Expressions of the '70s:
Dick Wray, Earl Staley, and Contemporaries
January 30 – May 1, 2021
At the onset of the 1970s, Houston was a city on the cusp of exploding growth and change. It was in this setting, during the boom years of the 1970s, that Houston’s art scene rose to such national prominence that art insiders spoke of the rise of a regional “Houston School” – uniquely different from the art meccas of New York City, Los Angeles, and Chicago.
A common spirit wove together many of the city’s artists, who frequently took risks in their art.
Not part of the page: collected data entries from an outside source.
PR #190, opened 2026-07-26
feat(mcp): let external agents (Claude Code) drive DramaClaw CE without a token

revolutionarybukhari:
## What

Let external MCP agents — **Claude Code**, Codex, etc. — drive a DramaClaw **CE** instance end to end (ingest → characters → script → storyboards → video → audio → compose → export) with a URL and no token.

## Why

DramaClaw already ships an MCP server (`src/novelvideo/chat/dramaclaw_mcp.py`) that re-exports the Hermes plugin's ~34 tools over stdio. But the plugin always sent `Authorization: Bearer <agent-session token>`, and in CE those tokens are minted **only in-process** (in-memory store, no REST route). So an external client had no way to obtain a valid token and every call 401'd.

Meanwhile CE already trusts a request with **no** `Authorization` header as the local owner (`FileAuthPort`), with no project-scope guard. The fix is to let the plugin use that path.

## Changes

- `.hermes/plugins/dramaclaw/__init__.py`
  - add opt-in **CE owner mode** (`DRAMACLAW_CE_OWNER=1`): the plugin omits the bearer header so CE authenticates it as the owner.
  - `_available()` no longer requires `DRAMACLAW_AGENT_TOKEN` when owner mode is on.
  - `_request()` sends `Authorization` only when a token is set.
- `.mcp.json` — project config so Claude Code auto-discovers the `dramaclaw` server.
- `docs/en/guides/mcp-claude-code.md` — setup, auth modes, the end-to-end tool flow, and security notes.

**Unchanged behavior:** Hermes and EE always set a token, so they still send the bearer exactly as before. Owner mode is opt-in, so auth is never silently dropped against EE.

## Verification

Against a live CE instance:

- `dramaclaw_get /api/v1/projects` in owner mode (no token) → **HTTP 200** with the project list.
- A bogus bearer → **HTTP 401** (agent-session verification still enforced).
- Plugin imports and indexes all **34** tools; `py_compile` clean; `.mcp.json` valid.

## Security notes

CE owner mode grants full owner access to the instance it targets — intended for a **local** CE you control, not a shared deployment. EE should use a scoped `DRAMACLAW_AGENT_TOKEN`, whose project boundary and write scopes remain enforced.

### DIFF
--- a/.hermes/plugins/dramaclaw/__init__.py
+++ b/.hermes/plugins/dramaclaw/__init__.py
@@ -157,11 +157,23 @@ def _with_chat_error_hints(value: Any) -> Any:
     return result
 
 
+def _ce_owner_mode() -> bool:
+    """CE single-user mode: authenticate as the local owner without a token.
+
+    A DramaClaw CE instance trusts local requests as the owner (no
+    ``Authorization`` header required), so an external MCP client such as
+    Claude Code can call the API on the same machine without minting an
+    agent-session token. This is opt-in via ``DRAMACLAW_CE_OWNER`` so it can
+    never silently drop auth against an EE deployment.
+    """
+    raw = os.environ.get("DRAMACLAW_CE_OWNER", "").strip().lower()
+    return raw in {"1", "true", "yes", "on"}
+
+
 def _available() -> bool:
-    return bool(
-        os.environ.get("DRAMACLAW_API_URL")
-        and os.environ.get("DRAMACLAW_AGENT_TOKEN")
-    )
+    if not os.environ.get("DRAMACLAW_API_URL"):
+        return False
+    return bool(os.environ.get("DRAMACLAW_AGENT_TOKEN")) or _ce_owner_mode()
 
 
 def _base_url() -> str:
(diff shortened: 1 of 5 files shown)


lywaterman:
The external MCP bridge is useful, but tokenless CE owner mode needs a stronger safety boundary before merge.

When `DRAMACLAW_CE_OWNER=1`, the code currently allows any `DRAMACLAW_API_URL` and simply omits Authorization. The implementation should enforce a loopback target such as `localhost`, `127.0.0.1`, or `::1` unless a separately named explicit unsafe override is provided. This makes the code match the documented local-owner trust model.

Please also add tests covering loopback acceptance, remote-host rejection, token precedence, missing-token failure outside owner mode, and ensuring Authorization is never accidentally dropped. The English guide links to a Chinese guide that is not included, and the new tracked files need to be added to `license-inventory.csv`.

revolutionarybukhari:
Thanks — added the safety boundary and the rest. Pushed `bb72602`:

- **Loopback enforcement:** in tokenless `DRAMACLAW_CE_OWNER=1` mode the target host must be `localhost`/`127.0.0.1`/`::1`, otherwise it raises — unless the separately-named `DRAMACLAW_CE_OWNER_ALLOW_REMOTE=1` override is set. Token path is unchanged, so a supplied bearer always takes precedence and Authorization is never silently dropped.
- **Tests** (`tests/test_mcp_ce_owner.py`, 10): loopback acceptance, remote rejection (and LAN IP), remote-with-override, token precedence, missing-token-outside-owner failure, Authorization-never-dropped.
- Removed the dead Chinese-guide link and documented the loopback rule + override.
- Added `.mcp.json`, the guide, and the new test to `license-inventory.csv`.

lywaterman (approved):
Rebased onto current main and resolved the license inventory conflict by preserving both entries. Verified locally: DCO passed; 28 focused MCP, Hermes plugin, and compliance tests passed. All GitHub checks are green.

They knew that nobody was looking over their shoulders and they employed this freedom to explore styles and themes using their dynamic, raw, and creative energy. Expressions of the '70s highlights several of these remarkable artists whose careers were active during this time in Houston.
Dick Wray, Untitled, n.d., oil on canvas, 68” x 84”
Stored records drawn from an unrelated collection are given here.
PR #193, opened 2026-07-26
feat(compose): add Artlist background music to episode composition

revolutionarybukhari:
## What

Turn the previously-stubbed `add_bgm` compose flag into a working feature by adding **Artlist** as a background-music source. When an episode is composed with `add_bgm=true`, DramaClaw fetches a royalty-free track from Artlist's Business API and mixes it under the episode's dialogue/narration.

## Why

`add_bgm` was accepted and passed to the compose task but never applied — `run_compose_episode` had no music step. This wires it to a real, licensed catalog.

## Changes

- **`novelvideo.music.ArtlistMusicProvider`** (new module) — async client for the Artlist Business API:
  - OAuth2 **client-credentials** auth → cached bearer token (`ARTLIST_CLIENT_ID` / `ARTLIST_CLIENT_SECRET`)
  - `search_songs(...)` → `GET /search/v1/song` (query, `categoryIds` mood/genre, `durationMin/Max`, `bpmMin/Max`)
  - `get_download_url(id, fmt)` → `GET /download/v1/downloadable/song/{id}/{mp3|wave}`
  - `fetch_bgm(...)` convenience — search near a target duration, pick the closest, download
- **`run_compose_episode`** — after the final concat, ffmpeg-mixes a duration-matched Artlist track under the episode audio (stream-looped, low fixed volume). **Best-effort**: any failure logs "Background music skipped" and delivers the episode without BGM.
- **`.env.example`** — `ARTLIST_CLIENT_ID` / `ARTLIST_CLIENT_SECRET` (+ optional `ARTLIST_BGM_QUERY`, `ARTLIST_BGM_VOLUME`, API overrides).

## Verification

- `py_compile` clean on all touched files.
- Runtime: `ArtlistMusicProvider` instantiates with the correct base URL (`https://business.artlist.io`), token URL, and OAuth2 Basic-auth encoding.
- **End-to-end needs real Artlist Enterprise credentials + a rendered episode** (not exercised in CI).

## Scope note — video

Artlist's Enterprise API is **music-only**; its documented controllers are Song / Artist / Album / Downloadable, with **no footage or AI video-generation endpoint**. So this integration covers **BGM**, not video generation. If Artlist exposes a video-generation API (e.g. via a private/enterprise endpoint), point me at its docs and I'll add it as a `VideoGeneratorBase` provider alongside Higgsfield.

## Follow-ups

- Drive the BGM search `query` from the episode's mood/theme (currently a configurable default).
- Optional sidechain ducking (music dips under dialogue) instead of a fixed low volume.
- Surface `add_bgm` + a track picker in the compose UI.

### DIFF
--- a/.env.example
+++ b/.env.example
@@ -244,9 +244,11 @@ NEWAPI_VIDEO_GENERATE_AUDIO=auto
 NEWAPI_VIDEO_AUDIO_MODELS=seedance-1.5-pro,seedance-2.0,seedance-2.0-fast,seedance-2.0-value,seedance-2.0-fast-value
 
 # --- Artlist background music (BGM) for episode composition ---
-# When compose is run with add_bgm=true, DramaClaw fetches a royalty-free track
-# from Artlist's Business API and mixes it under the episode audio. Requires
-# Artlist Enterprise API credentials (OAuth2 client-credentials key pair).
+# BGM is provider-neutral: compose selects a source explicitly via
+# bgm_source (e.g. "artlist"). When compose is run with add_bgm=true and
+# bgm_source="artlist", DramaClaw fetches a royalty-free track from Artlist's
+# Business API and mixes it under the episode audio. Requires Artlist
+# Enterprise API credentials (OAuth2 client-credentials key pair).
 ARTLIST_CLIENT_ID=
 ARTLIST_CLIENT_SECRET=
 # Optional: default search term, mix volume (0-1), and API overrides.
--- a/.env.example
+++ b/.env.example
@@ -243,6 +243,18 @@ NEWAPI_VIDEO_GENERATE_AUDIO=auto
 # 支持 generate_audio 的视频模型。
 NEWAPI_VIDEO_AUDIO_MODELS=seedance-1.5-pro,seedance-2.0,seedance-2.0-fast,seedance-2.0-value,seedance-2.0-fast-value
 
+# --- Artlist background music (BGM) for episode composition ---
+# When compose is run with add_bgm=true, DramaClaw fetches a royalty-free track
+# from Artlist's Business API and mixes it under the episode audio. Requires
+# Artlist Enterprise API credentials (OAuth2 client-credentials key pair).
+ARTLIST_CLIENT_ID=
+ARTLIST_CLIENT_SECRET=
+# Optional: default search term, mix volume (0-1), and API overrides.
+# ARTLIST_BGM_QUERY=cinematic
+# ARTLIST_BGM_VOLUME=0.15
+# ARTLIST_API_BASE=https://business.artlist.io
+# ARTLIST_TOKEN_URL=https://artlist-business-api-prod-cognito.artlist.io/oauth2/token
+
 # 各视频模型允许的 duration 范围，单位秒。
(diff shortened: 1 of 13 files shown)


lywaterman:
Thanks for implementing the previously unused BGM path. The basic Artlist Business API shape looks reasonable, but this needs a few changes before merge:

1. `add_bgm=true` should not implicitly mean Artlist. Please introduce an explicit BGM provider/source selection so the generic compose contract remains provider-neutral.
2. Persist the selected track ID, name, source/provider, and license/account reference with the composition result. A log line alone is not sufficient provenance for exported commercial media.
3. Add tests for OAuth token caching, search fallback, download failure, ffmpeg mix success/failure, cancellation, and missing credentials.
4. Update `license-inventory.csv` for the new tracked files.

The current frontend also always sends `add_bgm:false`, so the feature has no supported user-facing entry point yet. It would be better to land the provider abstraction and provenance contract together with an intentional caller.

revolutionarybukhari:
Thanks — landed the abstraction + provenance contract together. Pushed `9250d15`:

1. **Provider-neutral:** `add_bgm=true` no longer implies Artlist — it now requires an explicit `bgm_source` (`artlist` routes to Artlist, `none` is an explicit opt-out; missing/unknown raises before any ffmpeg work). `SUPPORTED_BGM_SOURCES` is the extension point.
2. **Provenance persisted:** track id, name, source/provider, license string, and account reference (client id, not the secret) plus timestamp — attached to the composition result under `result["bgm"]` and written to a `.bgm.json` sidecar next to the exported media.
3. **Tests** (`tests/test_artlist_bgm.py`, 8, all mocked): OAuth token caching (reuse + refresh), search fallback, download failure, ffmpeg mix success/failure, cancellation, missing credentials.
4. Added the two new source files + test to `license-inventory.csv`.

Agreed there's still no frontend entry point — the API now accepts `bgm_source`/`bgm_query`, but the UI control is out of scope for this backend PR.

lywaterman:
Thanks for adding the provider-neutral source fields, persisted provenance, and tests. Two issues remain before this can merge:

1. **Task cancellation/timeout is swallowed.** In `run_compose_episode`, the BGM block catches `Exception` and converts every failure into “Background music skipped”. Both `TaskCancelled` and `TaskTimedOut` inherit from `Exception`, so cancellation or timeout during Artlist fetch / ffmpeg mixing can be reported as a successful compose. Please explicitly re-raise these control-flow exceptions and add a regression test that cancels or times out while the BGM step is running.
2. **There is still no supported caller.** Current frontend compose continues to send `add_bgm: false`, and no UI/Agent path supplies `bgm_source` or `bgm_query`. The backend implementation is therefore unreachable through the product. Please land it together with a defined UI or Agent invocation path rather than leaving dormant production code.

The Artlist provider/provenance work can be retained once these lifecycle and reachability issues are addressed.

revolutionarybukhari:
Addressed both remaining points and pushed:

- **Cancellation/timeout swallow fixed** (`7a5ee59`): `TaskCancelled`/`TaskTimedOut` now re-raise *before* the best-effort catch in the BGM block (matching the `stage_asset_tasks.py` pattern), so a cancel/timeout during Artlist fetch or ffmpeg mixing propagates instead of being reported as a successful compose. Added a parametrized regression test (verified it fails without the fix).
- **Real caller added** (`82b30d3`): a 'Background music' toggle in the compose tab that sends `add_bgm: true` + `bgm_source: "artlist"` (+ optional `bgm_query`), wired through the compose request type; `add_bgm: false` when off. en/zh i18n keys added. Frontend type-check + full vitest suite (1837 tests) pass.

The feature is now reachable end-to-end through the product.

Orchestrated Dance of Ink & Water
Rebecca Cole Gallery
January 30 – May 1, 2021
Orchestrated Dance of Ink & Water features the work of Houston watercolor artist Peihong Endris. Rooted in Chinese traditions, Peihong paints with a vigorous style to create artwork that carries profound messages.
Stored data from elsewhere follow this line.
PR #194, opened 2026-07-26
feat(video): Artlist generative video provider (incl. Seedance via Artlist)

revolutionarybukhari:
## What

Add **Artlist generative video** (image-to-video) as a video backend, driven through Artlist's **MCP gateway** (`mcp.artlist.io`).

## Why / how

Artlist's video generation is exposed via its MCP server, not a public REST API. DramaClaw already depends on the Python `mcp` client (it powers `dramaclaw_mcp.py`), so `ArtlistVideoGenerator` connects as a **partner MCP client** over streamable HTTP and runs the standard image-to-video flow:

1. `upload_image` the first frame (presigned upload → PUT → `confirm_upload` for local files; direct `imageUrl` for URLs) → `assetId`
2. `generate_video` with `{ prompt, input: { assetId }, modelGroupId?, settings }` → `{ generationId }` (handles the `confirmation_required` cost gate)
3. poll `get_generation_status` → download the finished clip

## Changes

- `src/novelvideo/generators/artlist_video.py` — `ArtlistVideoGenerator(VideoGeneratorBase)`.
- `video_generator.py` — `VideoBackend.ARTLIST` + `create_video_generator()` branch (lazy import so the mcp client only loads for this backend).
- `.env.example` — `ARTLIST_MCP_TOKEN` (+ optional `ARTLIST_MCP_URL`, `ARTLIST_VIDEO_MODEL_GROUP_ID`). Select with `VIDEO_BACKEND=artlist`.

## Verification

- `py_compile` clean.
- Runtime: `create_video_generator("artlist")` returns the generator with the right MCP URL/headers; `VideoBackend("artlist")` round-trips; and — the riskiest bit — the `mcp` `streamablehttp_client` **accepts the `headers` kwarg** this client uses, confirmed by introspection.
- Result field names (`generationId`, the video URL) are handled defensively across common shapes.

## Open question (needs Artlist)

The **partner/server auth scheme for `mcp.artlist.io`** must be confirmed with Artlist. The interactive claude.ai `/mcp` connector is per-user OAuth and **not usable from a backend**. This client sends `Authorization: Bearer <ARTLIST_MCP_TOKEN>`; adjust `_headers()` if the partner scheme differs (client-credentials, custom header, etc.). End-to-end generation needs that token + a real run (not exercised in CI).

## Seedance (and Kling/Veo/Sora) through Artlist

Artlist's gateway hosts many video models, so `artlist_<model>` backend aliases let DramaClaw run them — notably **ByteDance Seedance**:

- `VIDEO_BACKEND=artlist_seedance-2.0` (→ group 358), `artlist_seedance-1.0-pro-fast` (309), `artlist_seedance-1.5` (304), `artlist_seedance-2.0-fast` (405), `artlist_seedance-2.0-mini` (416)
- also `artlist_kling-2.1`, `artlist_veo-3.1`, `artlist_sora-2`, `artlist_happyhorse-1.1`
- `artlist_<numericGroupId>` for anything else; bare `artlist` uses `ARTLIST_VIDEO_MODEL_GROUP_ID`

Group ids were resolved live from Artlist `list_models`. `parse_artlist_video_backend()` maps aliases → group id and `create_video_generator()` dispatches the `artlist_` prefix (before the enum fallback), mirroring the existing `newapi_<model>` pattern. Verified: `artlist_seedance-2.0` → group 358 and `artlist_309` → 309 both dispatch to `ArtlistVideoGenerator`.

### DIFF
--- a/.env.example
+++ b/.env.example
@@ -247,10 +247,20 @@ NEWAPI_VIDEO_AUDIO_MODELS=seedance-1.5-pro,seedance-2.0,seedance-2.0-fast,seedan
 # Set VIDEO_BACKEND=artlist to route shot video through Artlist's generative
 # models. DramaClaw connects to Artlist's MCP server as a partner client,
 # uploads the first frame, generates, polls, and downloads.
-# NOTE: this needs a NON-INTERACTIVE partner token for mcp.artlist.io — the
-# per-user claude.ai connector cannot be used from a backend. Confirm the exact
-# partner auth scheme with Artlist; this client sends `Authorization: Bearer`.
+# WARNING — UNVERIFIED / NOT PRODUCTION-READY:
+#  * Auth is ASSUMED. The public Artlist MCP flow uses interactive per-account
+#    authorization; this backend assumes an undocumented NON-INTERACTIVE partner
+#    bearer token (`Authorization: Bearer <token>`) for mcp.artlist.io. That
+#    scheme has NOT been confirmed with Artlist. The per-user claude.ai
+#    connector cannot be used from a backend.
+#  * No end-to-end generation has yet succeeded against the live gateway with
+#    real partner credentials. Tool names, request fields, confirmation flow,
+#    polling payloads and downloads are pinned by mocked contract tests only
+#    (tests/test_artlist_video.py) and remain pending live verification.
+#  * Set ARTLIST_AUTO_CONFIRM=true only if you want paid generations that the
+#    gateway flags for cost confirmation to be auto-approved (default: refuse).
 ARTLIST_MCP_TOKEN=
+# ARTLIST_AUTO_CONFIRM=false
 # Pick a specific model group. Two ways:
 #  - alias:   VIDEO_BACKEND=artlist_seedance-2.0  (also: -1.0-pro-fast, -1.5,
 #             -2.0-fast, -2.0-mini; plus kling-2.1, veo-3.1, sora-2, happyhorse-1.1)
--- a/.env.example
+++ b/.env.example
@@ -243,6 +243,18 @@ NEWAPI_VIDEO_GENERATE_AUDIO=auto
 # 支持 generate_audio 的视频模型。
 NEWAPI_VIDEO_AUDIO_MODELS=seedance-1.5-pro,seedance-2.0,seedance-2.0-fast,seedance-2.0-value,seedance-2.0-fast-value
 
+# --- Native Artlist generative video (image-to-video via Artlist MCP gateway) ---
+# Set VIDEO_BACKEND=artlist to route shot video through Artlist's generative
+# models. DramaClaw connects to Artlist's MCP server as a partner client,
+# uploads the first frame, generates, polls, and downloads.
+# NOTE: this needs a NON-INTERACTIVE partner token for mcp.artlist.io — the
+# per-user claude.ai connector cannot be used from a backend. Confirm the exact
+# partner auth scheme with Artlist; this client sends `Authorization: Bearer`.
+ARTLIST_MCP_TOKEN=
+# Optional overrides:
+# ARTLIST_MCP_URL=https://mcp.artlist.io/mcp
+# ARTLIST_VIDEO_MODEL_GROUP_ID=   # auto-routes to an i2v-capable model group
+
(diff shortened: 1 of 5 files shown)


lywaterman:
Thanks for exploring this integration. This is not ready to merge yet because the critical server-to-server contract has not been verified.

The public Artlist MCP flow uses interactive account authorization, while this implementation assumes an undocumented partner bearer token. The PR also notes that no end-to-end generation has succeeded with real credentials. We should not expose a production provider until authentication, tool names, request fields, confirmation flow, polling payloads, and downloads have all been exercised against the real service.

There is also a capability mismatch: aliases such as `artlist_seedance-2.0` imply Seedance 2.0 support, but this generator only forwards one first-frame image plus prompt/aspect/duration. It does not preserve the multi-image, audio, video-reference, resolution, or generated-audio capabilities expected by the existing Seedance workflow.

Please add contract tests with mocked MCP responses, a documented verified auth scheme, capability declarations/validation per model group, and update `license-inventory.csv` for the new source file before this can be reconsidered.

revolutionarybukhari:
Thanks — I've addressed the reviewable parts and been explicit about what can't be verified without live credentials. Pushed `2951e71`:

- **Mocked-MCP contract tests** (`tests/test_artlist_video.py`, 22): tool names + order (`upload_image`→`generate_video`→`get_generation_status`), request fields, the presigned upload→PUT→`confirm_upload` flow, the cost-confirmation flow (refused by default), polling payload parsing, and download success/failure.
- **Capability mismatch resolved honestly:** per-group `ModelCapabilities` declaration; requests using multi-image/keyframe, video refs, audio refs, or generated audio are now **rejected with a clear error** rather than silently dropped. Resolution is now actually forwarded. I did not claim Seedance omni parity — those capabilities stay declared-unsupported until the live contract is verified.
- `.env.example` rewritten as an explicit UNVERIFIED / not-production-ready warning; `ARTLIST_AUTO_CONFIRM` documented. Added the source file + test to `license-inventory.csv`.

**Still pending live verification (no partner credentials):** the `Bearer <partner-token>` auth against `mcp.artlist.io`, and a successful end-to-end generation. Tool names, exact field names (esp. `settings.resolution`/`confirmationId`/`confirm`), polling keys, and download URL location are pinned by mocks but not confirmed live — the tests guard the wiring only, and that's documented as such. I have not marked anything 'verified' that isn't. If you can share the partner auth scheme I'll exercise it against the real service.

lywaterman:
Thanks for the capability declarations and expanded tests. I re-reviewed the latest head, and this still cannot merge:

1. The file itself states that server-side auth, MCP tool names, request fields, confirmation flow, polling payloads, and download URLs have not been verified by a successful live run. Mock tests only prove that the guessed client and guessed responses agree with each other. We need an authoritative Artlist partner contract and a successful live smoke test before shipping this as a production backend.
2. There is still a silent input-drop bug. `generate()` accepts `image_path` as the first frame. If `references` contains exactly one additional image, `validate_capabilities()` computes `max(0, image_refs - 1) == 0` and allows it. But `_run()` uploads only `image_path` and never forwards `references`, so that extra reference is silently discarded. Any image in `references` is additional to `image_path` and must be rejected unless it is actually forwarded.
3. This also introduces a new direct provider credential/path outside NewAPI. Historical direct providers exist, but new production model integrations are expected to use NewAPI for consistent routing, billing, model aliases, and provider hiding.

Please resolve the input validation bug and rework the integration around a verified, production-supported contract—preferably through NewAPI.

revolutionarybukhari:
Closing after scoping the NewAPI-routing path you asked for.

Artlist's video generation is driven over **MCP tool-calling** (`upload_image` → presigned PUT → `confirm_upload` → `generate_video` → `get_generation_status`), which NewAPI's OpenAI-compatible HTTP video path (`/video/generations` + `/videos/{id}`) cannot proxy — NewAPI has no MCP-client channel type, so representing Artlist behind NewAPI would require a gateway-product change, not a config/alias in this repo.

Separately, every model this provider aliases (Seedance / Kling / Veo / Sora / HappyHorse) is **already reachable through NewAPI directly**, so the direct provider only adds an un-proxyable second transport with no new capability. Closing in favor of the existing NewAPI models. Thanks for the thorough reviews.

Born in China in 1959, Peihong graduated from the Central Academy of Fine Arts in 1993 and served as an art editor for the Beijing Review. Her artwork has been exhibited internationally in China, South Korea, Singapore, and Tokyo, as well as stateside in California and throughout Texas. Peihong moved to the United States in 1999 and currently resides in Houston, where she has led workshops on Chinese ink art at institutions including the Glassell School of the Museum of Fine Arts, Houston, Watercolor Art Society-Houston, Rice University, MD Anderson Cancer Center, and the Jung Center.
Peihong Endris, After Rain, 2019, watercolor, 27” x 18”
Holly Hunter Berry:
The Illuminated Path
Hillery Community Gallery
January 30 – March 6, 2021
The Illuminated Path showcases abstract landscape paintings from Houston-area artist Holly Hunter Berry. Using acrylic paint and various styles of brushwork, the artist captures hopeful impressions of the natural world.
Berry "creates order out of chaos" by slowly carving out a scene with alternating transparent and opaque applications of paint. With her work she strives to create a message of beauty, hope and divine inspiration with her choices of color, patterns, and subject matter.